Ève apparut, un petit sac à la main, alerte, décidée, coiffée d’un feutre d’homme qu’ornait une simple plume de coq, vêtue d’un costume de velours qui semblait taillé dans le même drap que la culotte de son père. La gêne que pouvait produire parmi les vieux la présence révolutionnaire d’une femme dans la bande fut de courte durée. Ève demanda tout de suite à déjeuner, but comme un homme, lança deux ou trois jurons, releva vertement le jeune Gonteyrac qui, croyant devoir se comporter avec elle comme dans un salon, lui offrait sa place, à l’ombre :

— Ici, je ne suis qu’un chasseur… Vous entendez, les autres ?

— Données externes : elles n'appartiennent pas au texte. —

PR #3271, opened 2026-07-23
v0.42.65.0 fix(mcp): HTTP transport releases PGLite lock on SIGTERM/SIGINT/SIGHUP

jasonm-max:
## Summary

- `serve-http.ts` never installed signal handling, so stopping `gbrain serve --http` (service manager restart, plain `kill`, container stop) skipped `engine.disconnect()` entirely and left the PGLite write lock behind — the next `sources`/`sync` call would hang until `--break-lock`. The stdio transport got this exact fix in v0.31.3 (#801); the HTTP transport was added afterward and never got the equivalent.
- New `installHttpLifecycle()` mirrors the stdio path's pattern: idempotent SIGTERM/SIGINT/SIGHUP handlers, a bounded cleanup deadline so a wedged disconnect still exits, `server.close()` to stop accepting new connections. Exported standalone so it's unit-testable without booting express or a real HTTP listener.
- Also fixes a real race in `logDeliveredReflexPointers`: it deferred registering its fire-and-forget telemetry write through a dynamic `import()`, so a fast-exiting caller could return before the write was tracked for drain-on-exit. Switched to a static import + synchronous registration.
- Bundled: fixes for 5 dev-machine-only test-isolation gaps found while verifying this branch (all reproduce on any developer machine with real local state — a live `ANTHROPIC_API_KEY`, a real `~/.openclaw` workspace, a real `~/.gbrain` config — but pass in a clean CI sandbox). Full detail in the CHANGELOG entry and commit messages.
- Two more pre-existing, unrelated test flakes were found and documented in `TODOS.md` (not fixed here — both are shard-parallelism-only races tied to shared module-level state, out of scope for this branch, real root cause identified for whoever picks them up).

## Test plan

- [x] New `test/serve-http-lifecycle.test.ts` (6 cases: normal shutdown, all 3 signals, idempotency, wedged-disconnect deadline, disconnect()-rejection) — all pass
- [x] Full unit suite: 13940 pass, 2 pre-existing unrelated flakes (documented in TODOS.md, don't reproduce standalone)
- [x] Regression-checked the test-isolation fixes against 45 related test files (449 pass, 0 fail)


time-attack:
Merging. Confirmed on master that serve-http.ts installs no signal handlers at all, so the PGLite write lock survives any SIGTERM/container stop and the next sources/sync hangs until --break-lock — a real, reproducible wedge, and the stdio path has had this fix since v0.31.3. The extracted installHttpLifecycle() with a bounded cleanup deadline is the right shape. Note master is now at 0.42.66.1, so the v0.42.65.0 bump in this branch is stale and needs re-allocating at ship time.

MrZoidberg:
@time-attack why it's closed instead of merge?

PR #3274, opened 2026-07-23
fix(cli): federate unqualified reads and skip cold migrations

mattchronicle:
## Summary

- make trusted local, unqualified read operations span all `federated=true` sources while preserving explicit/env/dotfile/local-path source pins
- use `probeOnly` connections for read operations so cold reads do not run migration/schema startup
- stop routing free-text `gbrain search <query>` into the `search modes|stats|tune` dashboard dispatcher
- add regression coverage for federation, isolated-source exclusion, explicit pins, write scoping, and cold-read routing

## Why

The documented multi-source contract says unqualified reads span federated sources, but the local CLI always populated scalar `ctx.sourceId` from the write resolver, narrowing reads to `default`. Cold reads also paid the migration probe path and `sources list` could hit its 10-second timeout before dispatch.

## Validation

- `bun run typecheck`
- `bun test test/cli-federated-read-context.test.ts`
- `bun test test/cli-cold-read-routing.test.ts`
- `bun run build`
- production smoke: `sources list` fell from timeout (~12s, exit 124) to ~4.3s, and unqualified search returned results from both default and federated meeting sources

`ci:local:diff` reached the Docker runner but the repository script failed before tests with `no such service:` after starting its four Postgres shards; targeted tests and typecheck pass.


time-attack:
Closing on size and blast radius rather than intent. 2088 lines across 65 files and 23 commits, changing what every unqualified local read is scoped to, is not reviewable as one unit — and source isolation is the invariant where a review miss is a cross-source data leak, so this is exactly the change class that needs to arrive in small verifiable pieces. Master has also moved underneath it (the search op already federates via federatedSearchScope per #2561), and your own notes say the full ci:local:diff run never completed. If the cold-read migration-probe fix and the `gbrain search <query>` dispatcher misroute are the parts causing real pain, each of those as its own small PR would be very welcome.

Le clan des vieux fut dompté ou charmé, en tout cas conquis. Huit heures. Gentil Peyrigot ronchonnait déjà, là-haut, et les quatre grands diables de chevaux rouges s’impatientaient, émiettant sous leurs rudes sabots les pierres du chemin, faisant jaillir chaque fois la poussière, comme une menue explosion aux flammes laiteuses.

— Tout le monde est là ? demanda Sulpice d’Escorral…

— Tout le monde.

— En route !

Mais un petit laquais miteux apparut alors sur la berge, agitant un pli au bout de son bras maigre. Il y eut un moment d’angoisse ; les sourcils du marquis s’étaient froncés sinistrement… Qui donc faisait faux-bond ?… Ouf ! ce n’était que ce nigaud de Georges de Combrazot, qui se prétendait malade…

— Si ce n’est que ça ! s’écria le marquis dont le visage s’éclaira de nouveau…

— Si ce n’est que ça ! reprirent en chœur quelques autres…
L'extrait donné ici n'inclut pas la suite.